Decision Support Systems Rescuing Lives
Business intelligence has broken through the traditional four-walled office and has evolved into a tool that can be useful in other fields, as will be proven in its gradual integration with the medical field.
In Sahlgrenska University Hospital (Gothenburg, Sweden) Dr. Daniel Stålhammar felt that his hospital could break tradition by incorporating business intelligence software into the hospital’s record and data management systems. After 40 years of practicing neurosurgery, Dr. Stålhammar learned over the years that the key to a more efficient and effective hospital was to improve technological systems to manage large information databases.
Not only was he interested in incorporating a database management system, he was set on installing a decision support system (DSS) that would be able to handle both. A decision support system basically analyzes existing information to allow users to make more informed management decisions.
In light of the medical field and its needs, such analytic tools would enable doctors to analyze a patient’s medical history and symptoms against recognized medical measurements and predictions, and ultimately them to make proper decisions on whether a patient should be receiving specialized or costly care. Through such processes are doctors able to make more informed, as well as cost-effective medical decisions regarding their patients.
Stålhammar utilized software developed by QlikTech International AB called QlikView. QlikView fulfilled the exact needs that the medical hospital was searching for. By using QlikView, medical practitioners in the hospital were able to avoid making diagnoses that would cause more pain for the patient or more expensive care. It increased accuracy and reduced the likelihood of causing medical complications. Instead of utilizing several staff members day and night to do continuous analysis of information, QlikView allowed for automatic alerts which decreased the need for physical manpower to do the alerting.
Because of this pioneering use of QlikView, the Computerworld Honors Program recognized the innovation in their Business and Related Services category. By switching to Qlikview, Stålhammar (a techie by heart) found this to be a tremendous and positive step away from traditional Excel sheets to a bright technological future in hospital care. Stålhammar expressed how computers have unquestionably increased the tendency to make more responsible medical decisions at a much faster rate.

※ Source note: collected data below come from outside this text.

PR #705, opened 2024-09-24
sveltekit error handling

eyeseast:
#502 

This wraps API responses in a new type and abstracts handling responses from the API. It uses typescript generics to pass through the types we need, for both data and errors.


src/lib/api/types.d.ts
```diff
@@ -33,11 +33,18 @@ export type ViewerMode = ReadMode | WriteMode;
...
+export interface APIError<E> {
+  status: number;
+  message: string;
+  errors?: E;
+}
+
+/**
+ * Wrap an API response so we can pass errors along
+ */
+export interface APIResponse<T, E> {
```
allanlasser, line 45:
```suggestion
export interface APIResponse<D, E> {
```

Purely style, but popular convention is for the generic type to be the initial of the property it's associated with.

src/lib/utils/api.ts
```diff
@@ -12,6 +13,47 @@ export function isRedirectCode(
...
+      status: resp.status,
+      message: resp.statusText,
+      errors: await resp.json(),
+    };
+
+    return response;
+  }
+
+  // everything worked
+  response.data = await resp.json();
```
allanlasser, line 53: We should guard the call to `json`, since it can fail with a `SyntaxError` if the response body is malformed JSON (this can happen if the API returns its own 500 error page) or if the body is empty in a 204 No Content response.

```suggestion
  try {
    response.data = await resp.json();
  } catch (e) {
    switch (e.name) {
      case "SyntaxError": // provide more specific error
        response.error = {
          status: 500,
          message: "The API returned invalid JSON"
        }
        break;
      default: // catch-all handling
        response.error = {
          status: 500,
          message: String(e), 
        }
    }
  }
```

src/lib/api/types.d.ts
allanlasser, line 45: By providing a default here, we don't need to specify the error type if we don't know it:

```suggestion
export interface APIResponse<T, E = unknown> {
```
`unknown` is a stricter type than `any`

package.json
```diff
@@ -88,7 +88,7 @@
     "sync": "svelte-kit sync",
     "check": "svelte-kit sync && svelte-check --tsconfig ./jsconfig.json",
     "check:watch": "svelte-kit sync && svelte-check --tsconfig ./jsconfig.json --watch",
-    "test": "npm run test:unit && npm run test:browser",
+    "test": "TZ=UTC vitest run",
```
allanlasser, line 91: If these are split apart, should update the `.github/workflows/test.yml` to run the playwright test step.

src/lib/components/layouts/DocumentBrowser.svelte
```diff
@@ -74,6 +80,26 @@
...
+    if (deleted.size === 0) return searchResults;
+
+    const filtered = searchResults.results.filter(
+      (d) => !deleted.has(String(d.id)),
+    );
+
+    return {
+      ...searchResults,
+      results: filtered,
+      count: searchResults.count - deleted.size,
```
allanlasser, line 99: Should this be `filtered.length`? If there are deleted documents but they aren't present in the page, the count will mismatch the results.

src/lib/components/layouts/DocumentBrowser.svelte
```diff
@@ -74,6 +80,26 @@
...
+  // filter out deleted documents that haven't been purged from search yet
+  function excludeDeleted(
+    searchResults: DocumentResults,
+    deleted: Set<string>,
+  ): DocumentResults {
+    if (deleted.size === 0) return searchResults;
+
+    const filtered = searchResults.results.filter(
+      (d) => !deleted.has(String(d.id)),
+    );
```
allanlasser, line 94: If there's an error fetching search results, `r.data` will be undefined.
```suggestion
  $: searchResults = documents.then((r) => excludeDeleted($deleted, r.data));

  // filter out deleted documents that haven't been purged from search yet
  function excludeDeleted(
    deleted: Set<string>,
    searchResults?: DocumentResults, // optional params must come second
  ): DocumentResults {
    if (deleted.size === 0) return searchResults;

    const filtered = searchResults?.results.filter(
      (d) => !deleted.has(String(d.id)),
    ) ?? [];
```

allanlasser (changes requested):
Some initial guidance on generic types before you go further on retyping API calls. Overall makes a ton of sense.

src/lib/components/layouts/DocumentBrowser.svelte
allanlasser: Nevermind, I forgot that count is the total # results, not the page count.

src/lib/utils/api.ts
```diff
@@ -12,6 +13,47 @@ export function isRedirectCode(
...
+ * - E is an error coming back from the API
+ *
+ * @param resp The fetch response from the API. If this is missing, fetch
+ * threw an error and we should send a 500 to the user because the API is
+ * probably down.
+ */
+export async function getApiResponse<T, E>(
+  resp?: Response | void,
+): Promise<APIResponse<T, E>> {
+  const response: APIResponse<T, E> = {};
```
allanlasser, line 31:
```suggestion
export async function getApiResponse<T, E = unknown>(
  resp?: Response | void,
): Promise<APIResponse<T, E>> {
  const response: APIResponse<T, E> = {};
```

package.json
eyeseast: Playwright isn't actually running on the `sveltekit` branch. It's all aimed at the current site right now, so it's not doing anything for us.

src/routes/(app)/add-ons/+page.svelte
```diff
@@ -10,7 +10,6 @@
   $: addons = data.addons;
   $: events = data.events;
   $: runs = data.runs;
-  $: query = ($page.url as URL).searchParams.get("query") ?? "";
```
allanlasser, line 13: I think we want to be passing `query` through to the `AddOnBrowser`

src/lib/components/forms/DocumentUpload.svelte
```diff
@@ -56,16 +56,11 @@
...
-        type: "error",
-        status: 400,
-        error: err,
-      };
-    }
+    let { data: created, error } = await documents.create(
+      docs,
+      csrf_token,
+      fetch,
+    );
```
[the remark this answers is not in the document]
allanlasser: Sounds like enhancing form handling is coming in a separate change.

allanlasser (commented):
Caught one minor issue. And a question: are `+error.svelte` pages coming later?

src/lib/components/forms/DocumentUpload.svelte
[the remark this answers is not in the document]
eyeseast: Yeah, I think the upload view needs a second pass where we deal with errors. I don't want to hold up the rest of this to figure out that.

src/routes/(app)/add-ons/+page.svelte
eyeseast: I think you're right

PR #712, opened 2024-09-25
Update ProjectEmbed

allanlasser:
- Update project embed data fetching
- Update project embed to reuse existing layout components
- Adds `embed` checks to DocumentBrowser and DocumentListItem


eyeseast (approved):
I fixed references to `embed`, which is just a plain boolean and not a store.

PR #719, opened 2024-09-26
Add all sorts of permission checks

### LINKED ISSUE #510: Add permission checks for writable routes
What routes should only be accessible if you're logged in? Or should we have a fallback view that tells you what to do?

- upload
- writable viewer routes (edit, modify, annotate, etc)

Lots of things are either disabled or just not visible to anonymous users.

eyeseast:
Closes #510 

I went through the site in incognito mode and tried to find every writable thing and address it. It's possible there are some I missed, so please test.


src/lib/components/forms/AddOnDispatch.svelte
```diff
@@ -159,28 +162,30 @@
...
-        disabled={disablePremium}
-      />
-    {:else}
+    {#if $me}
+      {#if event}
+        <Button
+          type="submit"
+          mode="primary"
+          label={$_("dialog.save")}
+          disabled={disablePremium}
```
allanlasser, line 171: I think it'd be peferable to disable the buttons if `!$me`, instead of hiding them entirely—like you do for the BulkActions—and checking for `!$me` in the submit handler.

src/lib/components/forms/ConfirmDelete.svelte
```diff
@@ -63,7 +66,7 @@ Confirm deletion or one or more documents.
     {/if}
 
     <Flex>
-      <Button type="submit" mode="danger" disabled={count === 0}>
+      <Button type="submit" mode="danger" disabled={count === 0 || !$me}>
```
allanlasser, line 69: May also be a good idea to check for `!$me` inside the `onSubmit` handler, and bail if the user isn't signed in, in case someone edits the button to remove the disabled attribute.

src/lib/components/forms/BulkActions.svelte
```diff
@@ -79,7 +82,7 @@ Most actual actions are deferred to their own forms, so this is more of a switch
     {#each Object.entries(actions) as [action, label]}
       <SidebarItem
         hover
-        disabled={$selected?.length < 1}
+        disabled={!$me || $selected?.length < 1}
```
allanlasser, line 85: Preventing the modal from showing if `!$me` will help prevent users from undoing the disabled attr. Since the forms won't be in the DOM, they can't reveal them and submit them.

src/lib/components/layouts/AddOnBrowser.svelte
```diff
@@ -24,6 +24,8 @@
   import Star from "@/common/icons/Star.svelte";
   import Tip from "$lib/components/common/Tip.svelte";
 
+  import { getCurrentUser } from "$lib/utils/permissions";
+
```
allanlasser, line 28: Seemingly unused import?

src/routes/(app)/documents/[id]-[slug]/+layout.ts
```diff
@@ -27,20 +27,22 @@ export async function load({ fetch, params, parent, depends, url }) {
...
     (url.searchParams.get("mode") as ViewerMode) ?? "document";
 
   if (!documents.MODES.has(mode)) {
     mode = documents.MODES[0];
   }
 
+  if (!document.edit_access && !documents.READING_MODES.has(mode as ReadMode)) {
+    return redirect(302, canonical);
+  }
+
```
Comment (allanlasser) [inline src/routes/(app)/documents/[id]-[slug]/+layout.ts:45]: Smart!

allanlasser (changes requested):

src/lib/components/forms/ConfirmDelete.svelte
eyeseast: I'm pretty sure the form will just fail, because the cookie won't be there, but can add it anyway.

PR #823, opened 2021-01-06
Fix for networking.k8s.io/v1 Ingress

chulkilee:
v1 Ingress requires changes in `rules` - so helm against k8s (e.g. 1.19.3 in my case) is failing.

This PR fixes it without updating integration test github action to test against k8s 1.19 as well.

Follow-up of #814.

### DIFF
--- a/.github/workflows/integration.yaml
+++ b/.github/workflows/integration.yaml
@@ -9,22 +9,22 @@ jobs:
     runs-on: ubuntu-latest
     strategy:
       matrix:
-        k8s_version: [v1.18.2, v1.17.5, v1.16.9]
+        k8s_version: [v1.20.0, v1.19.4, v1.18.8, v1.17.11, v1.16.15]
     steps:
       - name: Checkout
         uses: actions/checkout@v2
 
       - name: Setup Docker
-        uses: docker-practice/actions-setup-docker@0.0.1
+        uses: docker-practice/actions-setup-docker@v1
         with:
-          docker_version: 18.09
+          docker_version: "20.10"
           docker_channel: stable
           docker_daemon_json: '{"insecure-registries":["0.0.0.0/0"]}'
 
       - name: Create kind cluster
-        uses: helm/kind-action@v1.0.0-rc.1
+        uses: helm/kind-action@v1.1.0
         with:
-          version: v0.8.1
+          version: v0.9.0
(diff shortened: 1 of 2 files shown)


reasonerjt:
@chulkilee thanks for this PR!
We are also making adjustments wrt what k8s versions will be tested.

We want to test 3 versions, once this change is made you may need to rebase this PR.

templates/ingress/ingress.yaml
```diff
@@ -127,8 +172,15 @@ spec:
       paths:
       - path: {{ .notary_path }}
         backend:
+{{- if semverCompare "<1.19-0" .Capabilities.KubeVersion.GitVersion }}
```
ywk253100, line 175: The `pathType` should be specified when version >=1.19

.github/workflows/integration.yaml
```diff
@@ -9,22 +9,22 @@ jobs:
     runs-on: ubuntu-latest
     strategy:
       matrix:
-        k8s_version: [v1.18.2, v1.17.5, v1.16.9]
+        k8s_version: [v1.20.0, v1.19.4, v1.18.8, v1.17.11, v1.16.15]
```
ywk253100, line 12: We want to test against only the three latest versions of k8s, so keep the `v1.20.0`, `v1.19.4` and `v1.18.8`

ywk253100:
@chulkilee Could you fix the issues according to the comments?

.github/workflows/integration.yaml
chulkilee: README says "Kubernetes cluster 1.16+" :wink:

I think it would be better to have another issue/PR for dropping 1.17 and 1.16.

templates/ingress/ingress.yaml
chulkilee: Thanks for the catch! I had tested without notary 🤦  Fixed it

ywk253100:
@chulkilee We have merged a fix for the CI failure, could you rebase your PR?

ywk253100 (approved):

.github/workflows/integration.yaml
reasonerjt: sure

reasonerjt (approved):

PR #832, opened 2021-01-12
Update the kubernetes version used in CI

ywk253100:
Update the kubernetes version used in CI

### DIFF
--- a/.github/workflows/integration.yaml
+++ b/.github/workflows/integration.yaml
@@ -9,7 +9,7 @@ jobs:
     runs-on: ubuntu-latest
     strategy:
       matrix:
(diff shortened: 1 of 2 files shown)


heww (approved):

reasonerjt (approved):

reasonerjt:
Approved, but I think we should also update the readme.md

ywk253100:
updated

Hokwang:
@reasonerjt Hi, can you tell me why kubernetes 1.18+ needs for harbor 2.2.0+ ?

reasonerjt:
We plan to only support the 3 most recently released versions of k8s.  That said, the chart may work on lower versions, but we will not verify it in the CI.

PR #872, opened 2021-02-28
(fix): expose metrics ports

lukasmrtvy:
- ServiceMonitor can not work without explicitly exposed ports on deployments. 
- Now its possible to use component label selector

```
apiVersion: monitoring.coreos.com/v1
kind: ServiceMonitor
metadata:
  name: harbor
  labels:
    release: prometheus-stack
spec:
  selector:
    matchLabels:
      app: harbor
  endpoints:
  - targetPort: 8001
```


ninjadq:
It can collect metrics if you set port to `metric`. Reopen if you have any other ideas

PR #873, opened 2021-03-01
Update ingress rules

ywk253100:
Portal introduces a new file called "common.js", it is matched by the ingress rule of core "/c" which is mistake. This commit adds the suffix "/" for each rules to avoid such cases


heww (approved):

reasonerjt (approved):

mxmorin:
Can you provide a fixed release because we can't use UI due to this bug
Thanks in dvance

viceice:
Can we have a new release, as i also can't access the ui after upgrade to v2.3.0 images 😕

PR #882, opened 2021-03-05
fix "harbor.internalTLS.exporter.secretName" not defined

jsaulalonso:


reasonerjt:
We may not want internal TLS for exporter.

@ninjadq  thoughts?

natitomattis:
I'm having the same issue enabling TLS in the new chart version. Thanks @jsaulalonso

ninjadq:
fixed in https://github.com/goharbor/harbor-helm/pull/949/commits/7c145171e2465df3dc94a46415d7fcd72a916f72

PR #883, opened 2021-03-05
Rename service ports for compatibility with istio.

### LINKED ISSUE #77: Add support for Istio
Would be nice to add support for Istio VirtualService.

j-zimnowoda:
If sevice port names are used, Istio expects the following convention: <protocol>[-<suffix>]
If the port names does not follow the convention, then istio is not able to route traffic properly.

Fixes #77

Signed-off-by: Jehoszafat Zimnowoda <jehoszafat.zimnowoda@redkubes.com>

### DIFF
--- a/templates/core/core-svc.yaml
+++ b/templates/core/core-svc.yaml
@@ -9,11 +9,11 @@ spec:
   type: NodePort
 {{- end }}
   ports:
-    - name: web
+    - name: {{ ternary "https-web" "http-web" .Values.internalTLS.enabled }}
       port: {{ template "harbor.core.servicePort" . }}
       targetPort: {{ template "harbor.core.containerPort" . }}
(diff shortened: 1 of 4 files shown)


reasonerjt:
thanks @j-zimnowoda 
Supporting istio is out of our radar but the code change seems no negative effects.

Could you explain the usage of ternary?  Any reference?

Please also fix the CI failure.

j-zimnowoda:
@reasonerjt 

> The ternary function takes two values, and a test value. If the test value is true, the first value will be returned.
See more: http://masterminds.github.io/sprig/defaults.html

Are there special commands to trigger testing pipeline or just a new commit can do it?

reasonerjt (approved):

ywk253100 (approved):

PR #893, opened 2021-03-10
Add another init container for database to ensure the permission of data directory

### LINKED ISSUE #876: [Bug] Database data directory permission
If you are reporting a problem, please make sure the following information are provided:

**Expected behavior and actual behavior:**
After upgrading I'm getting the following error of the database instance:

```
FATAL: data directory "/var/lib/postgresql/data/pgdata" has group or world access
DETAIL: Permissions should be u=rwx (0700).
```
Perhaps it would be easy to chmod it before starting up to ensure we have the right permissions?

**Versions:**
Please specify the versions of following systems.

- harbor version: 2.1.3 -> 2.2.0
- Kubernetes: 1.19.7

**Additional context:**

The database instance uses Persisted storage backed by Ceph.

Relevant helm value:
```
    database:
      existingClaim: ""
      storageClass: "rook-ceph-block"
      subPath: "data"
      accessMode: ReadWriteOnce
      size: 1Gi
```

After debugging the issue a bit further I see in the init container it creates the data directory if it doesn't exist and ensures it's created with `0700` permissions.
Unfortunately we don't enforce it once the directory exists.
My suggestion is to replace the `|| true` at the end and convert that into `|| chmod 700 $datadirectory && true`

Note: I first reported this under https://github.com/goharbor/harbor/issues/14354 but was requested to move it here as it's specific to the helm chart deployment.

ywk253100:
Fixes #876

### DIFF
--- a/templates/database/database-ss.yaml
+++ b/templates/database/database-ss.yaml
@@ -50,6 +50,19 @@ spec:
           - name: database-data
             mountPath: /var/lib/postgresql/data
             subPath: {{ $database.subPath }}
+      # with "fsGroup" set, each time a volume is mounted, Kubernetes must recursively chown() and chmod() all the files and directories inside the volume
+      # this causes the postgresql reports the "data directory /var/lib/postgresql/data/pgdata has group or world access" issue when using some CSIs e.g. Ceph
+      # use this init container to correct the permission
+      # as "fsGroup" applied before the init container running, the container has enough permission to execute the command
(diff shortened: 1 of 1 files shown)


reasonerjt (approved):

heww (approved):

mumrau:
Maybe we should make this kind of "feature"  tweakable (i.e, optional, and opt-in based) from the `values.yaml`?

He found that the search engines were capable of informative data results that could be displayed in visual representations. He felt that he made the perfect decision in using QlikView due to its speed and capabilities.
Reliable and safe predictions
Stålhammar found that the software could be very useful in predicting outcomes in his own specialty. By feeding the software the observations and medical results of certain patients, the software could process these against probable outcomes, thus verifying trends and how the patient can be best treated. Stålhammar gave an example of how for patients with head injuries, a number of predictors exist, wherein one can compare them and establish whether the injury develops positively or not. Such predictors, Stålhammar says, may include white blood cell count, a patient’s age, or even the cranial pressure. With this existing data, diagnoses become more accurate and reliable.
Johan Rylander of QlikTech has worked closely with Stålhammar as a consultant providing technical support for the hospital information technology staff. He reflected that the actual installation of the software application was less complicated than expected. This was largely attributed to Dr. Stålhammar’s established systems and information system in the hospital. With all the information intact and defined, all that was needed was for Dr. Stålhammar to explain what he envisioned and for Rylander to translate the vision into reality.
However, there will always be the occasional challenge to overcome in the software’s implementation. For instance, Rylander had to reprogram code that would allow for more precise, compatible and comprehensible displays. Also, the need to integrate images in the displays also posed a problem since images need a lot of memory. To solve this Rylander simply linked the image files which let users view images without having to reload them in different parts of the QlikView system.
There is also the challenge of sustainability, which seems to be the curse of every project in development. Dr. Stålhammar retired in 2007, six years after he began the implementation of QlikView. With his retirement went the enthusiasm and impetus of initiative. The project was losing its biggest supporter. Dr. Stålhammar predicted a bleak future in his project, even though doctors of the other departments on Sahlgrenska University Hospital expressed interest in the QlikView software. He attributes this mainly to the slow adaptability of others to the technology.
But not all is lost. In the Department of Orthopedic Surgery of the same hospital, a Dr. Peter Nyberg (chief of the department) has become a follower in Stålhammar’s technological wake. He actively uses QlikView to make his diagnoses and to improve the care that he provides for them. He expressed that he wants to get results quickly and he wants the results to be dependable, which he finds true for the QlikView system.
A Forrester Research Inc. analyst, Boris Evelson, expressed that there was little surprise that the DSS tool has extended its reach to the medical field. He found that for an organization or company to remain competitive in a technologically-changing world, there will always be an evolving growth in cross-cutting with other sectors to stay in the race.
In the end, it makes a world of sense that business intelligence software is making its debut in the medical world. Correlating different economic and business data to pursue wise business decisions is not too different from grouping medical ailments and symptoms to enable a medical practitioner from making more accurate diagnoses and less costly prescriptions.